Avec un dernier virage, la route a attaqué la plaine / Brigitte Célérier

extrait de Paumée

Avec un dernier virage, la route a attaqué la plaine ; devant nos yeux elle s’est élancée, presque droite, entre des vignes, quelques friches, des boqueteaux. Nous avancions, nous étions las, plus las encore de mesurer cette étendue. Après un bosquet, nous avons longé des serres, et puis, au loin, il y a eu, perpendiculaire à la route, une rangée d’arbres qui halaient nos pas, qui montaient lentement, émergeaient, se dessinaient, s’individualisaient avec notre avancée. C’était une longue allée, entre deux ébauches de pauvres prairies. Nous nous sommes arrêtés. Nous nous sommes regardés. Pierre s’est engagé entre les arbres, nous avons suivi. La terre était poussiéreuse, ravinée, et je suivais la base des hauts troncs lisses sur un petit ourlet herbu.

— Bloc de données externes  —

PR #106, opened 2023-05-02
Release v1.3.0

jdrew82:
This PR is to prep for the v1.3.0 release.


.cookiecutter.json
```diff
@@ -0,0 +1,25 @@
...
+    "plugin_slug": "nautobot-ssot",
+    "project_slug": "nautobot-plugin-ssot",
+    "repo_url": "https://github.com/nautobot/nautobot-plugin-ssot",
+    "base_url": "ssot",
+    "min_nautobot_version": "1.4.0",
+    "max_nautobot_version": "1.9999",
+    "nautobot_version": "1.5.1",
+    "camel_name": "NautobotSsot",
+    "project_short_description": "Nautobot Single Source of Truth",
+    "version": "1.2.0",
```
glennmatthews, line 18: Should this be 1.3.0? I'm not entirely clear on the purpose of this file - do we need to keep this field in sync with the app version number?

.cookiecutter.json
```diff
@@ -0,0 +1,25 @@
+{
+  "cookiecutter": {
+    "codeowner_github_usernames": "@glennmatthews @jathanism @lampwins @chadell",
```
glennmatthews, line 3: Should this be `@nautobot/plugin-ssot` instead?

docs/admin/compatibility_matrix.md
```diff
@@ -0,0 +1,10 @@
+# Compatibility Matrix
+
+While that last supported version will not be strictly enforced--via the max_version setting, any issues with an updated Nautobot supported version in a minor release, will require a bug to be raised and a fix in Nautobot core to address, with no fixes expected in this plugin. This allows the Nautobot Single Source of Truth App the ability to quickly take advantage of the latest features.
```
glennmatthews, line 3: I think this is boilerplate text, but I honestly have no idea what this paragraph is telling me.

Kircheneer (approved):

glennmatthews (approved):

.cookiecutter.json
jdrew82: This file is used to re-generate the cookie I believe. I'm not entirely sure it's required to be updated as we update the repo. Thoughts @Kircheneer and @chadell?

docs/admin/compatibility_matrix.md
jdrew82: This was already in the repo before I created this PR.

.cookiecutter.json
Kircheneer: Paging @snaselj

.cookiecutter.json
jdrew82: Again, this was generated when the cookie was first created and I'm not sure it needs to be updated as we update the project?

PR #125, opened 2023-05-25
Update to DiffSync 1.8.0 minimum

jdrew82:
This PR just updates the framework to use DiffSync 1.8.0 minimum along with updating all the other project dependencies.


jdrew82:
> Does the move to Poetry 1.5 and removal of the `category` keys from the lockfile pose any backward-compatibility issues with older versions of Poetry?

I would expect that to only affect the dev environment as the lockfile isn't used otherwise to my understanding.

Kircheneer:
@jdrew82 can this be closed?

Kircheneer:
Closing, feel free to re-open if this is deemed necessary.

PR #138, opened 2023-06-12
Add Arista CloudVision integration

### LINKED ISSUE #132: Migrate Arista CloudVision SSoT Plugin to This Repo
### Environment
* Nautobot version:  
* nautobot-plugin-chatops version:  

### Proposed Functionality

After #128 and #115, merge https://github.com/nautobot/nautobot-plugin-ssot-arista-cloudvision into this repo as an `integration`.

### Use Case

Make installation, discovery, maintaining easier.

snaselj:
# Closes #132  

- Adds Arista CloudVision integration from nautobot-plugin-ssot-arista-cloudvision.

## TODO

- [ ] Test integration.


snaselj:
Rebased on top of develop

chadell:
@qduk @jdrew82 could you review it?

pyproject.toml
```diff
@@ -62,6 +65,8 @@ mkdocs-version-annotations = "1.0.0"
 mkdocstrings = "0.20"
 mkdocstrings-python = "0.8.3"
 requests-mock = "^1.10.0"
+nautobot-device-lifecycle-mgmt = "^1.0.2"
```
jdrew82, line 68: This should optional too. The support for the DLC App isn't required for this integration. It's simply there to be used if found.

jdrew82 (changes requested):
I don't see you updating the Dockerfile for the dev environment here. We should have that added so the dev environment has the App for coding against.

pyproject.toml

Au fond, il y avait une tache jaune pale, une façade qui s’est précisée peu à peu, une bastide de belle ordonnance, aux ouvertures régulières, leur taille déclinant, d’étages en étages, en une musique classique et terrienne. Nous avancions et elle grandissait, toutes fenêtres et porte ouvertes, comme pour nous accueillir, et parfaitement lisse et morte, si ce n’est la danse des ombres projetées par les feuillages légers des derniers arbres. Nous sommes arrivés sur le terre plein qui la séparait de l’allée, comme pour une ébauche malingre de cérémonie. Nous avons toussé, appelé. La maison est restée muette. Pierre, encore lui, est entré, un peu voûté en signe de respectueuse demande. Il s’est redressé. Nous l’avons suivi. Nous avons attendu, et puis, peu à peu, nous nous sommes répandus, de pièce en pièce, d’étage en étage. Les murs étaient clairs, avec quelques gypseries au rez-de-chaussée, les carrelages sans poussière. Des volumes vides se succédant, sans trace de meuble, sans le moindre objet. Derrière il y avait deux petits bâtiments bas, un tracteur, quelques machines, mais pas d’outil. Dans la cuisine, le robinet de l’évier nous a donné de l’eau. Nous nous sommes assis sur les tomettes de la pièce principale. Nous avons attendu la nuit, la maison nous acceptait avec une indifférence polie, légèrement bienveillante. J’ai voulu le croire en m’endormant.